For example, the exact composition of the microbial life in any given sample surely contains mixed populations, but the exact species and the relative abundance of them are unknown. When standard metagenomic analysis is applied (shotgun sequencing), there is disruption of the sequencing data and grouping by species can be very difficult. Newer techniques are permitting more accurate analysis through chromatin level probability maps so that the individual genomes of microbial species can be accurately reconstructed within a mixed sample.
The validity of some of the short cut techniques employed by metagenomic assemblers is typically assessed against published references of current metagenomic data. One problem is that the full complement of microbial life for any sample, for example, the human gut is still not fully understood. Metagenomics is only in its initial phases and surprises are revealed routinely in the analysis of tissue and environmental samples.

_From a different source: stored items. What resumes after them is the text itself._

PR #4278, opened 2020-04-16
#4228_kyc_form_save_and_close_fix

AlexeyTuboltsev:
fix form not saving because of invalid birth date


packages/web/app/components/eto/utils.ts
```diff
@@ -202,6 +203,16 @@ export const removeKeys = () => (data: { key: string }[]) =>
     return arrayElement;
   });
 
+// our date field returns "--" for empty date
+// we need to remove it in order to be able to save and close forms without validating
+export const removeInvalidDate = () => (data: string | undefined) => {
```
arjunu, line 208: why not keep this in kyc utils?

PR #4279, opened 2020-04-16
Move notification module to shared-modules

arjunu:
- add `showInfo` & `showError` actions to `shared-modules` pkg
- removed `notificationCenter` global dependency
- replaced calls to `notificationCenter` with actions
- created `createNotificationMessage` function to map `TranslatedMessageType` to message payload for the actions


packages/web/app/modules/notification-ui/module.ts
```diff
@@ -0,0 +1,17 @@
...
+
+const MODULE_ID = "web:notification-ui";
+
+const setupWebNotificationUIModule = () => ({
+  id: MODULE_ID,
+  sagas: [webNotificationUISaga],
+  api: webNotificationUIModuleApi,
+});
+
+const webNotificationUIModuleApi = {
```
arjunu, line 13: called it `webNotificationUIModuleApi` to distinguish it from the shared-modules notification module

packages/shared-modules/src/modules/notification-ui/actions.ts
```diff
@@ -0,0 +1,11 @@
+import { createActionFactory } from "@neufund/shared-utils";
+
+const payloadCreator = (message: any, options?: any) => ({
```
desfero, line 3: just wondering, what if we use `unknown` here so it's properly cast by the developer where it's used?

packages/shared-modules/src/modules/notification-ui/module.ts
```diff
@@ -0,0 +1,3 @@
+import { notificationUIActions } from "./actions";
+
+export { notificationUIActions };
```
desfero, line 3: for consistency, we should always use the same pattern
```
const notificationUIAPI = {
actions: notificatioinUIActions,
}
```

packages/web/app/modules/notification-ui/sagas.ts
```diff
@@ -0,0 +1,27 @@
...
+import { notificationUIActions } from "@neufund/shared-modules";
+
+import { showErrorToast, showInfoToast } from "../../components/shared/Toast";
+import { getMessageTranslation } from "../../components/translatedMessages/messages";
+import { TGlobalDependencies } from "../../di/setupBindings";
+
+function* showInfo(
+  _: TGlobalDependencies,
+  action: TActionFromCreator<typeof notificationUIActions, typeof notificationUIActions.showInfo>,
+): Generator<unknown, void> {
```
desfero, line 11: let's use `SagaGenerator` type as it's more type-safe one, same with `showError`

packages/shared-modules/src/modules/notification-ui/actions.ts
huesforalice: done

packages/shared-modules/src/modules/notification-ui/module.ts
huesforalice: done

packages/web/app/modules/notification-ui/sagas.ts
huesforalice: done

packages/wallet/app/modules/notification-ui/sagas.ts
```diff
@@ -1,22 +1,20 @@
...
 function* showInfo(
   _: TGlobalDependencies,
   action:
-    | TActionFromCreator<typeof notificationUIActions, typeof notificationUIActions.showInfo>
-    | TActionFromCreator<typeof notificationUIActions, typeof notificationUIActions.showError>,
+    | TActionFromCreator<typeof actions, typeof actions.showInfo>
+    | TActionFromCreator<typeof actions, typeof actions.showError>,
 ): Generator<unknown, void> {
-  Alert.alert(action.payload.message);
+  Alert.alert(action.payload.message as string);
```
desfero, line 15: Let's use `invariant` (from `shared-utils`) here so we don't need to force cast
```
invariant(isString(action.payload.message), "Invalid notification message type recieved");

Alert.alert(action.payload.message);
```
You can either use `isString` from lodash `import isString from "lodash/fp/isString";` or a manual `typeof`

packages/web/app/modules/notification-ui/sagas.ts
```diff
@@ -1,27 +1,30 @@
...
+
 function* showInfo(
   _: TGlobalDependencies,
-  action: TActionFromCreator<typeof notificationUIActions, typeof notificationUIActions.showInfo>,
-): Generator<unknown, void> {
+  action: TActionFromCreator<typeof actions, typeof actions.showInfo>,
+): SagaGenerator<void> {
   const { message, options } = action.payload;
-  showInfoToast(getMessageTranslation(message), options);
+  showInfoToast(getMessageTranslation(message as TMessage), options);
```
desfero, line 16: same as with `notification-ui` in wallet (also line 24). Here it's a little bit tricky as it's an object. You can either create a yup schema and validate (hope it will narrow the type) or use a type-predicates https://www.typescriptlang.org/docs/handbook/advanced-types.html#using-type-predicates

PR #4283, opened 2020-04-21
Add all packages to lint step in CI 

arjunu:


.circleci/config.yml
```diff
@@ -28,12 +28,14 @@ jobs:
       # Danger
       - run: yarn workspace @neufund/web danger ci
       # Linting
-      - run: yarn workspace @neufund/web lint
-      - run: yarn workspace @neufund/shared-utils lint
       - run: yarn workspace @neufund/design-system lint
+      - run: yarn workspace @neufund/sagas lint
```
desfero, line 32: hm, would bee good if we move install and lints outside of `web_instal_lint_tests` so each package has a separate job. Then we can move them to workflows as separate jobs to run. In future we can implement diffing to only run jobs related to the changed files

arjunu: postponed for now since having different jobs will increase CI time

Issue #3930, opened 2020-01-20
Migrate to ESLint


arjunu:
[TSLint is deprecated](https://github.com/palantir/tslint/issues/4534) and we must move to [ESLint](https://github.com/typescript-eslint/typescript-eslint)

PR #4284, opened 2020-04-21
Add esling config

desfero:
Partially implements changed required for #3930 by introducing a way to share configs between packages and with basic eslint config that we can use.

**Technical notes**
- New package `eslint-config` added to store and share config between apps/packages
- I haven't reviewed react rules (only react-native) so that's something we will have to do as a part of #3930 
- Mobile app wallet connect implementation was fixed thanks to the bugs reported by eslint


packages/wallet/app/components/home/Header.tsx
```diff
@@ -1,15 +1,14 @@
 import { useNavigation } from "@react-navigation/native";
 import React from "react";
-import SafeAreaView from "react-native-safe-area-view";
 import { StyleSheet, View } from "react-native";
+import SafeAreaView from "react-native-safe-area-view";
 
 import { appRoutes } from "../../appRoutes";
+import NeufundLogo from "../../assets/neufund-logo.svg";
```
arjunu, line 7: can we keep asset imports in a separate category?

packages/wallet/app/components/shared/buttons/ButtonIcon.tsx
```diff
@@ -1,7 +1,9 @@
+/* eslint-disable react-native-a11y/has-valid-accessibility-traits, react-native-a11y/has-valid-accessibility-states */
```
arjunu, line 1: these can't be set?

packages/wallet/app/components/shared/forms/layouts/switcher/SwitcherItem.tsx
```diff
@@ -43,9 +41,10 @@ const SwitcherItem: React.FunctionComponent<TItemExternalProps> = ({
   <TouchableOpacity
     style={st(styles.container, [position === ESwitcherItemPosition.LAST, styles.containerLast])}
     activeOpacity={0.4}
-    accessibilityComponentType={isSelected ? "radiobutton_checked" : "radiobutton_unchecked"}
-    accessibilityTraits={isSelected ? ["button", "selected"] : "button"}
```
arjunu, line 46: `accessibilityTraits` will be soon deprecated

packages/wallet/app/components/shared/buttons/ButtonIcon.tsx
arjunu: removed

PR #4291, opened 2020-04-22
keychain pt1

huesforalice:
This PR implements storing secrets in the "SecureStorage" class into the Keychain  on iOS and Android. Features:
* Keychainstorage with Asyncstorage fallback on emulator and simulator
* 10 Seconds key caching time to prevent multiple biometrics popups within a short period of time.


packages/wallet/app/modules/device-information/DeviceInformation.ts
```diff
@@ -0,0 +1,54 @@
...
+import { ILogger } from "@neufund/shared-modules";
+
+/**
+ * @class DeviceInformation
+ * Layer on top of react-native-device-info
+ * Provides access to a device information, thought the API. Available methods are here https://github.com/react-native-community/react-native-device-info#api.
+ *
+ */
+@injectable()
+export class DeviceInformation {
```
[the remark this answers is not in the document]
huesforalice: It's copied from there bc that PR is not merged yet and I needed it here.

huesforalice:
I turns out that the android "face id" still has bugs. I disabled biometry support for android for now until this bug has been resolved. There already is an issue in the react native keychain project.

packages/wallet/android/app/src/main/java/com/wallet/MainApplication.java
```diff
@@ -25,6 +26,7 @@ public boolean getUseDeveloperSupport() {
           List<ReactPackage> packages = new PackageList(this).getPackages();
           // Packages that cannot be autolinked yet can be added manually here, for example:
           // packages.add(new MyReactNativePackage());
+          // packages.add(new KeychainPackage());
```
desfero, line 29: do we need to add the package? I see added in the getting started for react-native-keychain

desfero: hm, probably we do not need it as library supports autolinking

packages/wallet/app/modules/eth/lib/EthSecureEnclave.ts
```diff
@@ -48,31 +51,63 @@ class FailedToDerivePrivateKey extends EthSecureEnclaveError {
...
    * @note This operation is unsafe as it exposes secret to the device memory
    *
    * @param reference - A reference to the secret
    *
    * @returns A secret value saved under the provided reference
    */
-  unsafeGetSecret(reference: TSecureReference): Promise<string | null> {
-    return this.secureStorage.getSecret(reference);
+  async unsafeGetSecret(reference: TSecureReference): Promise<string | null> {
+    this.logger.info(`Retrieving secret for ref ${reference.substring(0, 4)}`);
```
desfero, line 98: +1

packages/wallet/app/modules/eth/lib/EthSecureEnclave.ts
```diff
@@ -48,31 +51,63 @@ class FailedToDerivePrivateKey extends EthSecureEnclaveError {
...
+    const storage = await this.getStorage();
+    return await storage.getSecret(reference);
```
desfero, line 100: no need for `await`

packages/wallet/app/modules/eth/lib/SecureStorage.ts
```diff
@@ -17,36 +20,110 @@ const toSecureReference = (reference: string) => reference as TSecureReference;
...
+    this.useBiometry = useBiometry;
+    this.localCache = new Cache();
+  }
+
   async setSecret(secret: string): Promise<TSecureReference> {
     const reference = utils.bigNumberify(utils.randomBytes(32)).toString();
 
-    await AsyncStorage.setItem(reference, secret);
+    // dev implementation
+    if (this.useAsyncStorageFallback) {
```
desfero, line 45: let's split the secure implementation (on top of keychain) with the test one based on async storage so it's easier to maintain. Then we can either use `inversify` factory to decide which one to return or  just manually in `EthSecureEnclave`.

packages/wallet/app/modules/eth/lib/SecureStorage.ts
```diff
@@ -1,10 +1,13 @@
 import { Opaque } from "@neufund/shared-utils";
 import { utils } from "ethers";
+import { Cache, CacheClass } from "memory-cache";
```
desfero, line 3: Do we really need to use this library? Seems like overkill here + it's not maintained (last release 3 years ago). We can try to just use plain https://developer.mozilla.org/en-US/docs/Web/JavaScript/Reference/Global_Objects/Map

packages/wallet/app/modules/eth/lib/__mocks__/react-native-keychain.ts
```diff
@@ -0,0 +1,43 @@
+import { Dictionary } from "@neufund/shared-utils";
```
desfero, line 1: is there a reason to just not use https://github.com/oblador/react-native-keychain#using-a-jest-__mocks__-directory?

packages/wallet/app/modules/eth/lib/SecureStorage.spec.ts
```diff
@@ -0,0 +1,39 @@
+import { Cache, CacheClass } from "memory-cache";
+
+function sleep(ms: number) {
+  return new Promise(resolve => setTimeout(resolve, ms));
```
desfero, line 4: i would say we should just mock timers https://jestjs.io/docs/en/timer-mocks

packages/wallet/app/modules/eth/lib/SecureStorage.spec.ts
```diff
@@ -0,0 +1,39 @@
...
+}
+
+/**
+ * Write some  basic tests to ensure the used caching lib works the way we expect
+ */
+describe("SecureStorage", () => {
```
desfero, line 10: it's really a test for external library `memory-cache`. What i think we should do is to write a proper test here for secure storage with mocks for `react-native-keychain`. And then we can simplify EthSecureEnclave.spec.ts tests to not be aware of `react-native-keychain` because it's a transitive dependency of `EthSecureEnclave`.

packages/wallet/app/modules/eth/lib/SecureStorage.ts
desfero, line 3: the library seems to be not maintained anymore (last release 3 years ago + handing PR with not response from the author). But for now, we can leave with it and hope it won't cause problems and manual patches

packages/wallet/package.json
```diff
@@ -46,26 +46,30 @@
...
     "@neufund/sagas": "^1.0.0",
-    "@neufund/shared-utils": "^1.0.0",
     "@neufund/shared-modules": "^1.0.0",
+    "@neufund/shared-utils": "^1.0.0",
     "@react-native-community/async-storage": "^1.8.0",
     "@react-native-community/masked-view": "^0.1.6",
     "@react-navigation/bottom-tabs": "^5.0.1",
     "@react-navigation/native": "^5.0.1",
     "@react-navigation/stack": "^5.0.1",
+    "@types/memory-cache": "^0.2.1",
```
desfero, line 56: @types/memory-cache should be in `devDependencies`

packages/wallet/tsconfig.json
```diff
@@ -22,7 +22,8 @@
     "resolveJsonModule": true,
     "strict": true,
     "target": "esnext",
-    "types": ["react-native"]
+    "types": ["react-native"],
+    "skipLibCheck": true
```
desfero, line 26: what's the reason to skip lib checks? We lose some typesafety heree

packages/wallet/android/app/src/main/java/com/wallet/MainApplication.java
huesforalice: no, it works without!

packages/wallet/app/modules/eth/lib/EthSecureEnclave.ts
huesforalice: ah yeah, true

packages/wallet/app/modules/eth/lib/__mocks__/react-native-keychain.ts
huesforalice: ah, interesting, I did not know of this possibility.

packages/wallet/package.json
huesforalice: done

packages/wallet/app/modules/eth/lib/SecureStorage.ts
```diff
@@ -17,36 +20,106 @@ const toSecureReference = (reference: string) => reference as TSecureReference;
...
-    await AsyncStorage.setItem(reference, secret);
+    // dev implementation
+    if (this.useAsyncStorageFallback) {
+      await AsyncStorage.setItem(reference, secret);
+    }
 
+    // keychain implementation
+    else {
+      await Keychain.setInternetCredentials(reference, "", secret, {
+        accessControl: Keychain.ACCESS_CONTROL.USER_PRESENCE,
```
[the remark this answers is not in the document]
huesforalice: yes, it's working :)

packages/wallet/tsconfig.json
huesforalice: Unfortunately there is a missing interface in react native keychain:
https://github.com/oblador/react-native-keychain/pull/333

It's already fixed but not released yet. Is there maybe a way to only skip react native keychain lib check?

packages/wallet/app/modules/eth/lib/__mocks__/react-native-keychain.ts
huesforalice: Which part exactly do you want me to use from this? It's already a jest mock with a mock implementation of the actual storage. I think it's pretty good for our purposes, no?

packages/wallet/app/modules/eth/lib/SecureStorage.ts
huesforalice: Probably there is not so much that can change in a very simple lib like this. I've added a few simple tests to ensure it behaves the way we expect. Ofc we could also write our own, but I think that probably would be a waste of time.

packages/wallet/app/modules/eth/lib/SecureStorage.spec.ts
huesforalice: Ah, nice, thanks. Done!

packages/wallet/app/modules/eth/lib/SecureStorage.ts
huesforalice: Done

packages/wallet/app/modules/eth/lib/SecureStorage.spec.ts
huesforalice: You're right, I've added a bunch of tests for securestorage. I did not change the secure enclave tests, as I don't really think we need to. The Securestorage is an internal dependency. But maybe I don't completely understand what you're looking for.

PR #4295, opened 2020-04-23
add a preinstall script to update submodules

AlexeyTuboltsev:


package.json
```diff
@@ -12,6 +12,7 @@
     "update-submodules": "git submodule update --init --recursive",
     "prepare": "yarn update-submodules && wsrun --stages prepare",
     "deduplicate": "yarn-deduplicate",
+    "preinstall": "yarn prepare",
```
arjunu, line 15: keep `prepare` as it is. Move just `yarn update-submodules` to `preinstall`

.circleci/config.yml
```diff
@@ -55,7 +55,6 @@ jobs:
 
     steps:
       - checkout
-      - run: yarn update-submodules
```
arjunu, line 58: I think these are still required

Issue #4217, opened 2020-03-25
Add session storage to wallet-connect module


desfero:
**Background**
In #4178 we did a basic implementation for wallet connect that will allow building more complex WC handling in the future. Saving wallet connects in the session storage and reconnecting after opening from the background in the next important milestone pushing wallet-connect integration forward.

**Acceptance criteria**
- [x] App must keep the session key and data in-app storage to be able to re-connect when killed and coming from a background
- [x] when coming from the background, web socket must be reconnected and pending messages must be read.
- [x] On the Profile view as a user I should be able to tap on the Log out button. This will change the views to the "Welcome screen" that allows me to create a new account.

**Technical notes**

**Testing notes**

PR #4299, opened 2020-04-27
#4217 add session storage for wallet connect

desfero:
**TODO:**
- [x] Check if there is a memory leak after the session was disconnected
- [x] Test whether sign message is working after @rudolfix fixes web app
- [ ] Clean up session when the new user was signed


packages/wallet/app/components/shared/Link.tsx
```diff
@@ -2,74 +2,49 @@
...
-  const onShowUnderlay = () => {
-    setIsActive(true);
-  };
-
-  const onHideUnderlay = () => {
-    setIsActive(false);
-  };
-
-  return (
-    <TouchableHighlight
```
desfero, line 44: I wasn't aware that it's not possible to nest `TouchableHighligh` into the `Text` in react-native. But that's good as we can simplify the implementation to only have a `Text` node here

packages/wallet/app/modules/init/sagas.ts
```diff
@@ -31,6 +33,11 @@ function* initStartSaga(): SagaGenerator<void> {
   }
 }
 
+function* initAuthSigned(): SagaGenerator<void> {
+  yield* call(walletConnectModuleApi.sagas.tryToConnectExistingSession);
+}
+
 export function* initSaga(): SagaGenerator<void> {
   yield fork(neuTakeLatest, initActions.start, initStartSaga);
+  yield fork(neuTakeLatest, authActions.signed, initAuthSigned);
```
desfero, line 42: not sure if it's the best approach here as now init module watches for `authActions.signed`. In general, it looks good to me as we avoid coupling `auth` module with `wallet-connect` module given that they are not aware of each other and it's part of `init` module to connect them properly

packages/wallet/app/modules/wallet-connect/lib/WalletConnectAdapter.ts
```diff
@@ -0,0 +1,300 @@
+import { ILogger } from "@neufund/shared-modules";
```
desfero, line 1: almost a one to one copy from `WalletConnectManager` given the manager was repurposed to control session storage and instantiation of WalletConnectAdapter

packages/wallet/app/modules/wallet-connect/lib/WalletConnectAdapter.ts
```diff
@@ -0,0 +1,300 @@
...
+ * Wraps wallet connect class to simplify interface and to provide type safety
+ *
+ * @internal WalletConnectAdapter should only be used in WalletConnectManager and never exposed to DI container
+ */
+class WalletConnectAdapter extends EventEmitter2 {
+  private readonly logger: ILogger;
+
+  private readonly walletConnect: WalletConnect;
+
+  private connectedAt: number | undefined = undefined;
```
desfero, line 72: `connectedAt` was added to the adapter in this PR

arjunu:
Closed in favor of https://github.com/Neufund/platform-frontend/pull/4362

For example, very recent evaluation of the human gut metagenome revealed a previously unknown gut virus, which has been linked to human chronic disease. Researchers indicate that this virus, called Assphage, lives in the gut of more than half of the world’s population and infects a common gut bacteria, Bacteroidetes. This particular virus was identified through a computer program and had not been previously identified. Yet it is ubiquitous and is currently believed to have a major role in diabetes and obesity. So at this moment, exciting new technologies are deepening our understanding of ourselves as the complex linkages of co-dependent ecologies outlined in The Microcosm Within. Metagenomic assembly is one tool to assess that partnership. Yet, there will be many surprises along the path to our fuller understanding of the power of those associations.